PyTorch on Summit
PyTorch is an optimized tensor library for deep learning using GPUs and CPUs. This page outlines the how to run PyTorch on Summit.
Summit
There are several ways to use PyTorch on Summit.
Note
PyTorch is also available through the open-ce
module
(See IBM Watson Machine Learning CE -> Open CE for more information); however, the open-ce
module provides a more
complex environment that may not be needed.
Provided Conda Environment
This is the easiest way to use pytorch on Summit. Simply load the pytorch
module on Summit:
module load pytorch
This module activates a pre-made conda environment. The limitation of this method is that you will not be able to install extra packages in this environment.
Note
You will also need to load the following modules, because they were used when building PyTorch for the environment.
module load DefApps-2023
module load gcc/11.2.0
module load cuda/11.7.1
module load magma/2.7.2-cuda117
module load openblas/0.3.17-omp
Warning
You can change these modules if you need too but if you do PyTorch may not work. If you need different modules and they do not work with the provided environment you will have to Build from Source.

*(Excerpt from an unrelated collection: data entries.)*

PR #2042, opened 2025-02-15
Pluginfy RuboCop RSpec

koic:
This PR adds support for RuboCop's Plugin feature: https://github.com/rubocop/rubocop/pull/13792

It replaces the ad-hoc `Inject` with RuboCop plugins introduced in RuboCop 1.72.

NOTE: Version 1.72.1 or later is specified, as it includes https://github.com/rubocop/rubocop/pull/13837, which removes the `Inject` from spec_helper.rb. While 1.72.0 is sufficient for runtime, but specifying the patch version 1.72.1 keeps things simple.

- [ ] Added tests.
- [x] Updated documentation.


bquorning (commented):
Our users will not be able to continue using `require` in their config file, right? They _need_ to start using `plugins` instead?

tasks/cops_documentation.rake
```diff
@@ -12,6 +12,8 @@ end
 
 desc 'Generate docs of all cops departments'
 task generate_cops_documentation: :yard_for_generate_documentation do
+  RuboCop::ConfigLoader.inject_defaults!("#{__dir__}/../config/default.yml")
```
bquorning, line 15: How come this line is necessary?

rubocop-rspec.gemspec
```diff
@@ -34,8 +34,10 @@ Gem::Specification.new do |spec|
...
     'changelog_uri' => 'https://github.com/rubocop/rubocop-rspec/blob/master/CHANGELOG.md',
     'documentation_uri' => 'https://docs.rubocop.org/rubocop-rspec/',
-    'rubygems_mfa_required' => 'true'
+    'rubygems_mfa_required' => 'true',
+    'default_lint_roller_plugin' => 'RuboCop::RSpec::Plugin'
   }
 
-  spec.add_dependency 'rubocop', '~> 1.61'
+  spec.add_dependency 'lint_roller', '~> 1.1'
+  spec.add_dependency 'rubocop', '~> 1.72.1'
```
bquorning, line 42: I think we want to allow rubocop 1.73+ as well:
```suggestion
  spec.add_dependency 'rubocop', '~> 1.72', '>= 1.72.1'
```

tasks/cops_documentation.rake
koic: It may eventually be removed, but it is still needed for merging the `config/default.yml` configuration used for documentation generation.

From a technical perspective, `Plugin` is called back from RuboCop core during runtime and test execution. However, documentation generation has not yet been integrated with this plugin callback mechanism. In any case, this logic is only required for the documentation generation process, while runtime works with plugins.

rubocop-rspec.gemspec
koic: Oops, I've fixed it 🙇

tasks/cops_documentation.rake
bquorning: Thanks

.rubocop.yml
```diff
@@ -1,10 +1,10 @@
 inherit_from: .rubocop_todo.yml
 
-require:
+plugins:
   - rubocop-performance
   - rubocop-rake
```
bquorning, line 5: These two don’t seem to be plugins just yet.

bquorning (commented):
CI is failing because module `RuboCop::RSpec::Plugin#about` never gets called. Would it make sense to make an assertion on e.g.
```
env = Struct.new(:config_store).new(RuboCop::ConfigStore.new))
RuboCop::Version.extension_versions(env)
```
including the string `"rubocop-rspec"`?

koic:
> Our users will not be able to continue using `require` in their config file, right? They _need_ to start using `plugins` instead?

For compatibility, the old `require` specification will still work. However, warning will be displayed to encourage updating to `plugins`. Therefore, users can replace it with `plugins` at any time.

.rubocop.yml
koic: RuboCop Performance 1.24 with plugin support has been released:
https://github.com/rubocop/rubocop-performance/releases/tag/v1.24.0

bquorning: 👍🏼 Thanks

koic:
> CI is failing because module `RuboCop::RSpec::Plugin#about` never gets called.

Sorry, `Plugin#about` is something that gets called back from the RuboCop engine, so to be honest, I’m not sure if this coverage is meaningful.

koic:
Note, a simple plugin migration guide is available for reference:
https://docs.rubocop.org/rubocop/1.72/plugin_migration_guide.html

lib/rubocop/rspec/plugin.rb
```diff
@@ -0,0 +1,35 @@
...
+    # A plugin that integrates RuboCop RSpec with RuboCop's plugin system.
+    class Plugin < LintRoller::Plugin
+      def about
+        LintRoller::About.new(
+          name: 'rubocop-rspec',
+          version: Version::STRING,
+          homepage: 'https://github.com/rubocop/rubocop-rspec',
+          description: 'Code style checking for RSpec files.'
+        )
+      end
```
bquorning, line 16: Let’s tell SingleCov to not care about this method:
```suggestion
      # :nocov:
      def about
        LintRoller::About.new(
          name: 'rubocop-rspec',
          version: Version::STRING,
          homepage: 'https://github.com/rubocop/rubocop-rspec',
          description: 'Code style checking for RSpec files.'
        )
      end
      # :nocov:
```

.github/workflows/main.yml
```diff
@@ -91,8 +91,8 @@ jobs:
       - uses: actions/checkout@v4
       - name: Use oldest RuboCop allowed by gemspec
         run: |
-          sed -nr "s/ *spec.add_dependency 'rubocop', '~> ([0-9\.]+)'/gem 'rubocop', '= \1'/p" \
-            rubocop-rspec.gemspec > Gemfile.local
+          sed -nr "s/ *spec.add_dependency 'rubocop', '~> ([0-9\.]+)'(, '>= ([0-9\.]+)')?/\
+                   gem 'rubocop', '= \3' || '= \1'/p" rubocop-rspec.gemspec > Gemfile.local
```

Install PyTorch with Pre-built Wheel
This option is fairly easy and provides the most flexibility. In /sw/summit/pytorch/wheel_dist
there are pre-built
wheel packages. To install one create a conda environment and use pip to install the correct package based on
Python version:
Note
The wheel pacakges use the following namming convention
torch-<pytorch version>+<git-commit>-<python version>-<python version>-linux_ppc64le.whl
(e.g. torch-2.3.0a0+giteba28a6-cp311-cp311-linux_ppc64le.whl
is for python=3.11).
module load miniforge3/24.3.0-0
conda create -p <env_path> python=x.yy
source activate <env_path>
pip install <wheel package>
This should install PyTorch in your environment. You can now install whatever packages you need on top of this.
Note
You will also need to load the following modules, because they were used when building the wheel packages.
module load DefApps-2023
module load gcc/11.2.0
module load cuda/11.7.1
module load magma/2.7.2-cuda117
module load openblas/0.3.17-omp
Warning
You can change these modules if you need too but if you do PyTorch may not work. If you need different modules and they do not work with the provided packages you will have to Build from Source.
Build from Source
Below is the documented process that we used for our builds. This documentation is provided for your information in case you would like to build PyTorch yourself; however, there is no guarantee that you will be able to build an alternative version of PyTorch.
First load the necessary modules (you can play around with these as needed):
module load miniforge3/24.3.0-0
module load DefApps-2023
module load gcc/11.2.0
module load cuda/11.7.1
module load magma/2.7.2-cuda117
module load openblas/0.3.17-omp
Create a conda environment and install dependencies:
conda create -p <env_path> python=x.yy
source activate <env_path>
conda install cmake ninja pyyaml typing_extensions numpy=1.26.4
Finally clone and build pytorch:
git clone --recursive https://github.com/pytorch/pytorch
cd pytorch
python3 setup.py install
python3 setup.py bdist_wheel # use this command to create a wheel package in pytorch/dist
PyTorch should now be installed in the conda environment that you created.